[[ DATA TO PROCESS open ]]

PR #10, opened 2017-01-06
Add golint and go vet to pre-commit hook

NegativeMjark:


hooks/pre-commit
```diff
@@ -2,8 +2,9 @@
...
 set -eu
 
-golint
+golint ./...
 go fmt
+go tool vet .
 go tool vet --shadow .
-gocyclo -over 12 .
-go test
+gocyclo -over 19 .
```
Kegsay: Why?

hooks/pre-commit
```diff
@@ -2,8 +2,9 @@
 
 set -eu
 
-golint
+golint ./...
 go fmt
+go tool vet .
 go tool vet --shadow .
```
Kegsay: uhhh... `go tool vet` is already being called?

hooks/pre-commit
```diff
@@ -2,8 +2,9 @@
...
-gocyclo -over 12 .
-go test
+gocyclo -over 19 .
+go test .
```
Kegsay: The `.` shouldn't be necessary (works fine without on `gomatrix` which uses the same directory structure).

Also, you probably want to make this:
```
go test -timeout 5s -test.v
```

which sets a 5s timeout for each test and logs test names and stdout which can be useful when debugging problems

hooks/pre-commit
NegativeMjark: --shadow seems to turn of the other checks?

Kegsay:
```
  -shadow
    	check for shadowed variables (experimental; must be set explicitly)
```

Kegsay: Oh fun.
```
By default, -all is set and all non-experimental checks are run.
For more information run
	go doc cmd/vet

Flags:
  -all
    	enable all non-experimental checks
```

So setting `-shadow` turns OFF `-all` :/

Kegsay:
LGTM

[[ DATA TO PROCESS closed ]]

*PROBLEM TO WORK ON*. Could you type out every entry again exactly as it stands?

*TASK OUTPUT*.
PR #10, opened 2017-01-06
Add golint and go vet to pre-commit hook

NegativeMjark:


hooks/pre-commit
```diff
@@ -2,8 +2,9 @@
...
 set -eu
 
-golint
+golint ./...
 go fmt
+go tool vet .
 go tool vet --shadow .
-gocyclo -over 12 .
-go test
+gocyclo -over 19 .
```
Kegsay: Why?

hooks/pre-commit
```diff
@@ -2,8 +2,9 @@
 
 set -eu
 
-golint
+golint ./...
 go fmt
+go tool vet .
 go tool vet --shadow .
```
Kegsay: uhhh... `go tool vet` is already being called?

hooks/pre-commit
```diff
@@ -2,8 +2,9 @@
...
-gocyclo -over 12 .
-go test
+gocyclo -over 19 .
+go test .
```
Kegsay: The `.` shouldn't be necessary (works fine without on `gomatrix` which uses the same directory structure).

Also, you probably want to make this:
```
go test -timeout 5s -test.v
```

which sets a 5s timeout for each test and logs test names and stdout which can be useful when debugging problems

hooks/pre-commit
NegativeMjark: --shadow seems to turn of the other checks?

Kegsay:
```
  -shadow
    	check for shadowed variables (experimental; must be set explicitly)
```

Kegsay: Oh fun.
```
By default, -all is set and all non-experimental checks are run.
For more information run
	go doc cmd/vet

Flags:
  -all
    	enable all non-experimental checks
```

So setting `-shadow` turns OFF `-all` :/

Kegsay:
LGTM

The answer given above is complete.